For more than a century, since Wasserman first described an agglutination assay for the serological diagnosis of syphilis and Neisser showed that gonorrhoea could be diagnosed reliably in males by microscopy using Gram's stain, diagnostic tests for these infections have benefited from the latest technological developments. In recent years, chlamydial diagnostics have led the way in nucleic acid amplification technology, and several tests, using a variety of amplification techniques, are now commercially available. However, these state-of-the-art tests require sophisticated laboratory facilities and technical expertise, neither of which are widely available in the developing world. Microscopy for the diagnosis of gonorrhoea and the rapid plasma reagin test for syphilis can both be performed rapidly, but require electricity, equipment and trained laboratory staff. Under field conditions in developing countries, their performance is often less than optimal.

Rapid diagnostic tests that can be performed at the point of care are ideal for increasing access to STI diagnosis in the developed world as they do not require laboratory facilities and enable treatment to be given immediately, preventing complications and further transmission. They also allow healthcare providers to provide early treatment for the sexual partners of infected patients. Such tests for STIs are now commercially available. They are simple to perform and easy to read, require no equipment, and give a result in less than one hour. Rapid HIV tests, with sensitivities and specificities exceeding 99% compared with laboratory tests, have revolutionised voluntary counselling and testing, as well as prevention of mother-to-child transmission programmes in both developing and developed countries.
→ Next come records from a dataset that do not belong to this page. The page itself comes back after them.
PR #3026, opened 2026-06-04
Add a local CDR worked example

### LINKED ISSUE #1507: Add tutorials with other techniques
## Issue Description

codexbountylab:
Closes #1507.

## Summary

- add a self-contained MyST notebook demonstrating CDR on a three-qubit variational circuit
- define local ideal and depolarizing-noise executors using Cirq
- walk through the essential `execute_with_cdr` arguments and near-Clifford training workflow
- compare ideal, noisy, and CDR-mitigated expectation values with both error metrics and a plot
- add the tutorial to the examples gallery

The example is deterministic and demonstrates a clear improvement:

```text
Ideal expectation value: 0.883
Noisy expectation value: 0.418
CDR-mitigated expectation value: 0.792
Noisy absolute error: 0.465
CDR absolute error:   0.091
Improvement factor:   5.1x
```

## Validation

- executed the complete MyST notebook with Jupytext (`16` cells, no errors)
- `git diff --check`

## AI disclosure

I used OpenAI Codex to help inspect the existing examples, calibrate a deterministic circuit/noise configuration, draft the tutorial, and run local validation. I manually reviewed the prose, code, numerical outputs, and final diff before submission.

### DIFF
--- a/docs/source/examples/cdr_demo.md
+++ b/docs/source/examples/cdr_demo.md
@@ -25,9 +25,10 @@ simulation.
 
 CDR requires the non-Clifford content of the circuit to be contained in
 single-qubit $R_Z$ rotations. This example makes that compilation step
-explicit by translating the $R_Y$ rotations in the original circuit into the
-$\{R_Z, \sqrt{X}, \mathrm{CNOT}\}$ basis before calling
-{func}`.cdr.execute_with_cdr`.
+explicit by translating the unsupported operations in the original circuit
+into Clifford operations and $R_Z$ rotations before calling
+{func}`.cdr.execute_with_cdr`. If a hardware target requires a smaller native
+gate set, that restriction can be applied as a later compilation step.
 
 ## Setup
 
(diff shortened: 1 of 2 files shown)


b-goldsmith (changes requested):
Hi and thanks for the PR. At this point the example is more or less a duplicate of the User Guide for CDR. Could you please do one of the following to differentiate it more and make it a useful example.

1.) Use a different Near-Clifford Simulator (like Unitary Foundation's Clifft) 

2.) Use a different circuit consisting of more gates and then show how to transpile to the appropriate gate set:
```
    The circuit of interest must be compiled in the native basis of the IBM
    quantum computers, that is {Rz, sqrt(X), CNOT}, or such that all the
    non-Clifford gates are contained in the Rz rotations.
```

codexbountylab:
> Hi and thanks for the PR. At this point the example is more or less a duplicate of the User Guide for CDR. Could you please do one of the following to differentiate it more and make it a useful example.
> 
> 1.) Use a different Near-Clifford Simulator (like Unitary Foundation's Clifft)
> 
> 2.) Use a different circuit consisting of more gates and then show how to transpile to the appropriate gate set:
> 
> ```
>     The circuit of interest must be compiled in the native basis of the IBM
>     quantum computers, that is {Rz, sqrt(X), CNOT}, or such that all the
>     non-Clifford gates are contained in the Rz rotations.
> ```

Thanks for the feedback! I reworked the example following option 2: it now starts from a larger four-qubit Cirq circuit, explicitly compiles the RY rotations into the CDR-compatible {Rz, sqrt(X), CNOT} gate set, checks the compiled basis, and then runs CDR on the compiled circuit.

b-goldsmith:
For the transpilation to the appropriate gate set, please use a universal function instead of manually changing the gates. 

For example, Cirq includes [optimize_for_target_gateset](https://quantumai.google/reference/python/cirq/optimize_for_target_gateset).

This makes the CDR example more accessible and applicable to different scenarios.

codexbountylab:
Thanks for the suggestion. I updated the example to use Cirq's general `cirq.decompose` utility instead of manually rewriting each gate. The compilation now uses a CDR-basis predicate that keeps Rz, sqrt(X), and CNOT operations, and the example still checks that the resulting circuit is in the expected basis.

b-goldsmith:
Again, we would like the example to be as universal as possible. This means that your `is_cdr_basis_operation` should be able to take a circuit with any gates and return only Clifford and Rz gates. (I would recommend changing the name of the function to point out the gates are changing to just Clifford and Rz gates.) Then, if the hardware or simulator needs additional restrictions to the gate set, that should be applied next. 

Since `compute_density_matrix` uses Cirq's DensityMatrixSimulator, you do not have to worry about the hardware or simulator restrictions, though it would be helpful to add a note about that.

codexbountylab:
Thanks for the clarification. I updated the example so the compilation predicate now keeps arbitrary `Rz` rotations plus any operation Cirq recognizes as Clifford via `cirq.has_stabilizer_effect`.

I also added a note that hardware-native gate restrictions would only be needed as a later compilation step. Since this example runs locally with Cirq's density-matrix simulator, the Clifford + Rz compilation is enough here.

natestemen:
Thanks for your contribution here, but unfortunately we've decided to go with another hackers contribution (https://github.com/unitaryfoundation/mitiq/pull/3052). I hope you learned something, and know you're always welcome to contribute to mitiq in the future!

In 2000, representatives from 189 countries committed to the attainment of a set of Millennium Development Goals. The fourth goal calls for a 75% reduction in mortality in children under 5 years of age and the fifth goal calls for the improvement of maternal health, both by 2015. Most countries are still struggling to sustain a course of action that will achieve these goals. It is hoped that increased access to quality-assured STI diagnostic tests will go a long way towards helping countries to do so. Unfortunately, in many developing countries, clinical care is often critically compromised by the lack of regulatory controls on the quality of these tests and independent evaluations suggest that these tests do not always perform as well as the manufacturers claim. As a result, diagnostic tests are sold and used in much of the developing world without evidence of effectiveness.
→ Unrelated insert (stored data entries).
PR #3027, opened 2026-06-04
Support direct PEA representations

### LINKED ISSUE #2936: Support representations directly in PEA
## Background

## What needs to change

```python
# BEFORE
pea.construct_circuits(
    circuit,
    epsilon=0.01,
    precision=0.2,
    random_state=1,
)

# AFTER
pea.construct_circuits(
    circuit,
    representations=reps,
    epsilon=0.01,
    precision=0.2,
    random_state=1,
)
```

## Implementation notes

## Acceptance criteria

## Good first steps

Samfresh-ai:
## Description

Fixes #2936.

This updates experimental PEA so `construct_circuits` can take direct `OperationRepresentation` objects instead of forcing the legacy `noise_model` string path.

Changes:

- adds canonical scaling for direct quasi-probability representations
- rejects ambiguous calls where both `representations` and `noise_model` are passed
- keeps `noise_model` backward compatible and emits a deprecation warning
- threads the new representation path through `execute_with_pea`
- adds unit tests for direct representations, validation errors, legacy compatibility, and the base-scale legacy match

Validation run locally:

```bash
uv run --group dev pytest mitiq/experimental/pea/tests/test_pea.py -k 'not braket'
uv run --group dev pytest mitiq/experimental/pea/tests/test_scale_amplifications.py
uv run --extra braket --extra qiskit --group dev pytest mitiq/experimental/pea/tests/test_pea.py
uv run --group dev ruff check mitiq/experimental/pea/pea.py mitiq/experimental/pea/tests/test_pea.py
uv run --group dev ruff format --check mitiq/experimental/pea/pea.py mitiq/experimental/pea/tests/test_pea.py
python3 -m compileall -q mitiq/experimental/pea/pea.py mitiq/experimental/pea/tests/test_pea.py
git diff --check
```

---

### License

### DIFF
--- a/mitiq/experimental/pea/tests/test_pea.py
+++ b/mitiq/experimental/pea/tests/test_pea.py
@@ -354,14 +354,18 @@ def test_pea_data_with_full_output():
         full_output=True,
     )
     # Get num samples from precision
-    _, _, norm = sample_circuit(
-        twoq_circ,
-        amplify_noisy_ops_in_circuit_with_local_depolarizing_noise(
-            twoq_circ, epsilon
-        ),
-        num_samples=1,
-    )
-    num_samples = int((norm / precision) ** 2)
+    scale_factors = [1, 1.2, 1.6]
+    norms = []
+    for scale_factor in scale_factors:
+        _, _, norm = sample_circuit(
+            twoq_circ,
+            scale_circuit_amplifications(
+                twoq_circ, scale_factor, "local_depolarizing", epsilon
+            ),
+            num_samples=1,
+        )
+        norms.append(norm)
+    num_samples = int((max(norms) / precision) ** 2)
 
     # Manually get raw expectation values
     scaled_exp_values = [
--- a/mitiq/experimental/pea/tests/test_pea.py
+++ b/mitiq/experimental/pea/tests/test_pea.py
@@ -159,6 +159,58 @@ def test_direct_representations_match_legacy_at_base_scale():
     assert direct == legacy
 
 
+def test_direct_representations_reject_all_positive_non_base_scale():
+    representations = scale_circuit_amplifications(
+        oneq_circ,
+        scale_factor=1,
+        noise_model="local_depolarizing",
+        epsilon=BASE_NOISE,
+    )
+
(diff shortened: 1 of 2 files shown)


natestemen:
Any idea why the tests are failing for python 3.12 only?

Samfresh-ai:
Yes. The Python 3.12 failure was from a stale test expectation after the sample-count logic changed to use the maximum norm across the requested scale factors. Python 3.12 exposed it as `assert 4 == 3` in `test_pea_data_with_full_output`.

Pushed `63967c8`, which updates that test to compute the expected sample count from the max scaled norm. Local checks passed: `uv run pytest mitiq/experimental/pea/tests/test_pea.py -q` (`25 passed`), ruff check, ruff format check, compileall, and `git diff --check`.

mitiq/experimental/pea/tests/test_pea.py
```diff
@@ -202,14 +354,18 @@ def test_pea_data_with_full_output():
...
-        twoq_circ,
-        amplify_noisy_ops_in_circuit_with_local_depolarizing_noise(
-            twoq_circ, epsilon
-        ),
-        num_samples=1,
-    )
-    num_samples = int((norm / precision) ** 2)
+    scale_factors = [1, 1.2, 1.6]
+    norms = []
+    for scale_factor in scale_factors:
```
natestemen, line 359: Why do we iterate over the scale factors now where as before it was not needed?

Samfresh-ai: We iterate over the requested scale factors because `construct_circuits()` now derives `num_samples` from the largest one-norm across all scaled representations. That matters for the direct `representations` path: different scale factors can produce different norms, so using only the scale-1 norm can under-sample the noisier/larger-norm scale and miss the requested precision target. The loop keeps the test aligned with the production sample-count rule instead of assuming the scale-1 norm is always the limiting case.

natestemen:
Thanks for your work here! I'm going with https://github.com/unitaryfoundation/mitiq/pull/3041 instead, but your work here was good. You're always welcome to contribute to mitiq in the future!

PR #3038, opened 2026-06-07
Add OperationRepresentation support to PEA construct_circuits and execute_with_pea

### LINKED ISSUE #2936: Support representations directly in PEA

Bernardo-R-O-Carvalho:
Closes #2936

## What this PR does

Extends `construct_circuits` and `execute_with_pea` in `mitiq/experimental/pea/pea.py`
to accept `representations` (a `Sequence[OperationRepresentation]`) directly, as an
alternative to the existing `noise_model` + `epsilon` interface.

## Motivation

Previously, users who had already built `OperationRepresentation` objects (e.g. via
`represent_operations_in_circuit_with_local_depolarizing_noise`) had no way to pass
them directly to PEA — they were forced to re-specify the noise model as a string.
This PR removes that friction.

## Changes

- `construct_circuits`: `noise_model` and `epsilon` are now optional keyword arguments.
  A new `representations` parameter is added. Exactly one of `representations` or
  `(noise_model, epsilon)` must be provided; otherwise a `ValueError` is raised.
- `execute_with_pea`: same changes, `extrapolation_method` moved before the new
  optional parameters to keep the most-used arguments first.
- New tests covering: direct use of representations, equivalence with noise_model path,
  and all error cases (both provided, neither provided, noise_model without epsilon).

## Notes

- The two existing `braket` test failures are pre-existing and unrelated to this PR
  (`ModuleNotFoundError: No module named 'braket'`).
- All 20 non-braket tests pass.

## AI disclosure

This PR was developed with AI assistance (Claude).


natestemen (changes requested):
Please remove unrelated files before putting up PRs.

PR #333, opened 2025-03-11
[CSA-CP] temporary workaround: keeping pygobject==3.50.0 to avoid dependency i…

mkardous-silabs:
…ssues (#37948)

Update of the pygobject dependencies broke the CSA CI for python builds. This forces a specific version to fix the issue until we update to the latest version.


chirag-silabs (approved):

jmartinez-silabs:
I see a couple PR that bring the same thing for bord 2.5 and 2.6 branch. I also need to do a couple CSA CP for those 2 branch. I think we should just plan a merge for 2.5 in 2.6 by the end of the week and reduce 2 duplicate PR now for 2.6

PR #339, opened 2025-03-12
[SL-TEMP] Changes 917 SoC/NCP sleep config to connected sleep

bhmanda-silabs:
**Description**

- In the ConfigureDeepSleep function of the SiWx platform, setting to BLE sleep config to RSI_SLEEP_MODE_8 which is deep sleep when DUT is not provisioned. So this prevents the initial BLE connection to work since DUT can't advertise in this mode.
- This PR changes the default for all sleep configs to connected sleep which is RSI_SLEEP_MODE_2 till commissioning completed so that ble advertising and connection are working.
#### Testing
Verified commissioning on 917 SoC and NCP boards and commands.


mkardous-silabs:
@bhmanda-silabs I'm not sure i understand the way the issue is being fixed here. We can fix the issue by always configuring BLE in the associated sleep mode which simplifies our logic. 

This would also mean that all the ifdef in the ApplicationSleepManager can be removed.

src/platform/silabs/wifi/WifiInterfaceAbstraction.h
```diff
@@ -118,9 +118,9 @@ typedef enum
 
 typedef struct
 {
-    char ssid[WFX_MAX_SSID_LENGTH + 1];
+    char ssid[WFX_MAX_SSID_LENGTH + 1] = {0};
```
senthilku, line 121: Why all the elements of the ssid array is initialized to zero? observed any issue?

examples/platform/silabs/wifi/icd/ApplicationSleepManager.cpp
```diff
@@ -53,17 +53,17 @@ CHIP_ERROR ApplicationSleepManager::Init()
 void ApplicationSleepManager::OnCommissioningWindowOpened()
 {
     mIsCommissionningWindowOpen = true;
-#if (defined(SLI_SI91X_MCU_INTERFACE) && SLI_SI91X_MCU_INTERFACE == 1)
+#if (defined(SLI_SI917) && SLI_SI917 == 1)
```
senthilku, line 56: This "SLI_SI917" need to be replaced with "SLI_SI91X_MCU_INTERFACE" in other places also?

src/platform/silabs/wifi/WifiInterfaceAbstraction.h
bhmanda-silabs: If is not initialized some times it is having garbage value and condition is passing even though DUT is not provisioned.

examples/platform/silabs/wifi/icd/ApplicationSleepManager.cpp
bhmanda-silabs: "SLI_SI917" : this macro is enabled for 917 NCP and SoC boards.

bhmanda-silabs:
> @bhmanda-silabs I'm not sure i understand the way the issue is being fixed here. We can fix the issue by always configuring BLE in the associated sleep mode which simplifies our logic.
> 
Here, DUT can go deep sleep(BLE + WiFi sleep) when it is provisioned and commissioning window is closed. DUT will be active whenever requested for high performance.
> This would also mean that all the ifdef in the ApplicationSleepManager can be removed.
Modified ifdef condition to **SLI_SI917** as these checked should not be enabled for RS9116 boards.

bhmanda-silabs:
> > @bhmanda-silabs I'm not sure i understand the way the issue is being fixed here. We can fix the issue by always configuring BLE in the associated sleep mode which simplifies our logic.
> 
> Here, DUT can go deep sleep(BLE + WiFi sleep) when it is provisioned and commissioning window is closed. DUT will be active whenever requested for high performance.
> 
> > This would also mean that all the ifdef in the ApplicationSleepManager can be removed.
> > Modified ifdef condition to **SLI_SI917** as these checked should not be enabled for RS9116 boards.

@mkardous-silabs what are the sleep states required for our matter-wifi? or any design/info on the requirements?

examples/platform/silabs/wifi/icd/ApplicationSleepManager.cpp
senthilku: Are there any other places where we need to replace this macro (common code for NCP and SoC)?

mkardous-silabs:
> > > @bhmanda-silabs I'm not sure i understand the way the issue is being fixed here. We can fix the issue by always configuring BLE in the associated sleep mode which simplifies our logic.
> > 
> > 
> > Here, DUT can go deep sleep(BLE + WiFi sleep) when it is provisioned and commissioning window is closed. DUT will be active whenever requested for high performance.
> > > This would also mean that all the ifdef in the ApplicationSleepManager can be removed.
> > > Modified ifdef condition to **SLI_SI917** as these checked should not be enabled for RS9116 boards.
> 
> @mkardous-silabs what are the sleep states required for our matter-wifi? or any design/info on the requirements?

I don't have an exhaustive list of which peripherals work in each sleep state and how these peripherals behave in each sleep state. Some of this involves prototyping and testing to see how the peripherals behave and what the power consumption looks like based on the known baselines

mkardous-silabs:
> > @bhmanda-silabs I'm not sure i understand the way the issue is being fixed here. We can fix the issue by always configuring BLE in the associated sleep mode which simplifies our logic.
> 
> Here, DUT can go deep sleep(BLE + WiFi sleep) when it is provisioned and commissioning window is closed. DUT will be active whenever requested for high performance.
> 
> > This would also mean that all the ifdef in the ApplicationSleepManager can be removed.
> > Modified ifdef condition to **SLI_SI917** as these checked should not be enabled for RS9116 boards.

My point is this class exists specifically to add a new feature - Selective Listening. If a big fix is done in this class, it does not get translated to CSA which doesn't have this logic. The CanGoToDeepSleep should not go in a class whos responsibility is to determine if the device can got to LI or DTIM based sleep.

src/platform/silabs/wifi/icd/WifiSleepManager.cpp
```diff
@@ -169,7 +169,7 @@ CHIP_ERROR WifiSleepManager::VerifyAndTransitionToLowPowerMode(PowerEvent event)
     wfx_wifi_provision_t wifiConfig;
     wfx_get_wifi_provision(&wifiConfig);
 
-    if (!(wifiConfig.ssid[0] != 0))
+    if (!(wifiConfig.ssid[0] != 0) && (mCallback && mCallback->CanGoToDeepSleep()))
```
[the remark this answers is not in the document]
bhmanda-silabs: Modified the condition.

bhmanda-silabs:
> > > > @bhmanda-silabs I'm not sure i understand the way the issue is being fixed here. We can fix the issue by always configuring BLE in the associated sleep mode which simplifies our logic.
> > > 
> > > 
> > > Here, DUT can go deep sleep(BLE + WiFi sleep) when it is provisioned and commissioning window is closed. DUT will be active whenever requested for high performance.
> > > > This would also mean that all the ifdef in the ApplicationSleepManager can be removed.
> > > > Modified ifdef condition to **SLI_SI917** as these checked should not be enabled for RS9116 boards.
> > 
> > 
> > @mkardous-silabs what are the sleep states required for our matter-wifi? or any design/info on the requirements?
> 
> I don't have an exhaustive list of which peripherals work in each sleep state and how these peripherals behave in each sleep state. Some of this involves prototyping and testing to see how the peripherals behave and what the power consumption looks like based on the known baselines



> > > @bhmanda-silabs I'm not sure i understand the way the issue is being fixed here. We can fix the issue by always configuring BLE in the associated sleep mode which simplifies our logic.
> > 
> > 
> > Here, DUT can go deep sleep(BLE + WiFi sleep) when it is provisioned and commissioning window is closed. DUT will be active whenever requested for high performance.
> > > This would also mean that all the ifdef in the ApplicationSleepManager can be removed.
> > > Modified ifdef condition to **SLI_SI917** as these checked should not be enabled for RS9116 boards.
> 
> My point is this class exists specifically to add a new feature - Selective Listening. If a big fix is done in this class, it does not get translated to CSA which doesn't have this logic. The CanGoToDeepSleep should not go in a class whos responsibility is to determine if the device can got to LI or DTIM based sleep.

Ok got it. Validated by configuring BLE and WiFi to be connected state and TA is going deep sleep state after default discovery time when it  closes the commissioning window and stop the BLE. Also post-commissioning, if AP is disconnected DUT switching to low power mode.

examples/platform/silabs/wifi/icd/ApplicationSleepManager.cpp
bhmanda-silabs: No @senthilku

mkardous-silabs (changes requested):
PR proposes several changes that do not seem necessary to fix the mentionned issue.

mkardous-silabs (approved):
Approved with the expectation that the define guards will be removed with a follow up PR with the 9116 sleep fix.

senthilku (approved):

The WHO/TDR Sexually Transmitted Diseases Diagnostics Initiative has coordinated international evaluations of tests for syphilis, gonorrhoea and chlamydia in recent years and the results of their evaluations are due to be published in a special supplement with a forthcoming issue of the journal Sexually Transmitted Infections.
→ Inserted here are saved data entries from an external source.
PR #341, opened 2025-03-13
[SL-TEMP] bugfix/enum check udp endpoint

lpbeliveau-silabs:
#### Testing

Built using matter_extension (with 2025 ifc2rc2) AND built with gn (using 2024 ...)

### DIFF
--- a/src/inet/UDPEndPointImplOpenThread.cpp
+++ b/src/inet/UDPEndPointImplOpenThread.cpp
@@ -27,11 +27,6 @@
 
 #include <system/SystemPacketBuffer.h>
 
-// Temporary until we manage to update the OT version in the CI
-#ifndef OT_NETIF_THREAD_HOST
-#define OT_NETIF_THREAD_HOST OT_NETIF_THREAD
-#endif
-
 namespace chip {
 namespace Inet {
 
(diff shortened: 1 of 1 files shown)


src/inet/UDPEndPointImplOpenThread.cpp
```diff
@@ -28,7 +28,9 @@
 #include <system/SystemPacketBuffer.h>
 
 // Temporary until we manage to update the OT version in the CI
-#ifndef OT_NETIF_THREAD_HOST
+// Define a macro if OT_NETIF_THREAD_HOST is present in the enum
+#define HAS_OT_NETIF_THREAD_HOST (OT_NETIF_THREAD_HOST == OT_NETIF_THREAD_HOST)
+#ifndef HAS_OT_NETIF_THREAD_HOST
```
mkardous-silabs, line 33: the `#ifdef` ins't correct anymore. `HAS_OT_NETIF_THREAD_HOST` will always defined.
```suggestion
#if !HAS_OT_NETIF_THREAD_HOST
```

lpbeliveau-silabs: How was it able to build from CSA then? Are the new ot Libs already there?

mkardous-silabs (approved):

jmartinez-silabs (approved):

PR #342, opened 2025-03-13
[CSA-CP] Rename CLUSTER_MASK_ and ATTIBUTE_MASK defines to differentiate with …

jmartinez-silabs:
**-- Cherry Pick of https://github.com/project-chip/connectedhomeip/pull/37618 --
THIS fix multiple build warning for the cmp app due to redefinitions between Matter and Zigbee**
 
…the Zigbee ones.
Clean up some scene defines and delete the now empty header att-storage.h.

CLUSTER_MASK_... -> MATTER_CLUSTER_FLAG_...
ATTRIBUTE_MASK_... -> MATTER_ATTRIBUTE_FLAG_...
Those defines are tightly coupled with the ZAP_CLUSTER_MASK and ZAP_ATTRIBUTE_MASK macros. Those public APIs are not easily modifiable to use more adequate bitflags. It would require some rework and zap changes.

Delete unused defines MATTER_DM_SCENE_TABLE_NULL_INDEX, MATTER_DM_SCENE_TABLE_UNUSED_ENDPOINT_ID and
ZCL_SCENES_CLUSTER_MAXIMUM_NAME_LENGTH

move ZCL_SCENES_GLOBAL_SCENE_GROUP_ID and ZCL_SCENES_GLOBAL_SCENE_SCENE_ID to be const members of the ScenesServer class

Testing
No behaviour change. Only a rename and/or move of defines or constants location.
Locally built for Silabs platform.
CI to validate other builds


mkardous-silabs (approved):
How do we manage CSA-CP and SL-ONLY combos?

When this trickles down to main we will need to do the same changes to our specific apps.

jmartinez-silabs:
@mkardous-silabs This PR does not have any changes to our specific apps. so it doesn't apply here.
But for a general answers, I would say the SL-ONLY trumps the CSA-CP

If you apply a SL-ONLY from a release branch to Main, which contained a CSA-CP, the CP application will lead to no diff/drop commits on the CSA-CP part

rcasallas-silabs (approved):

The aim of this supplement with Nature Reviews Microbiology is to provide standards for the evaluation of diagnostic tests for STIs, and enable STI programme managers, health service providers, regulatory bodies and national and regional health authorities to assess the rigor of the evaluations that are published in the peer-reviewed literature or submitted as dossiers for regulatory approval and, when necessary, to conduct such evaluations themselves.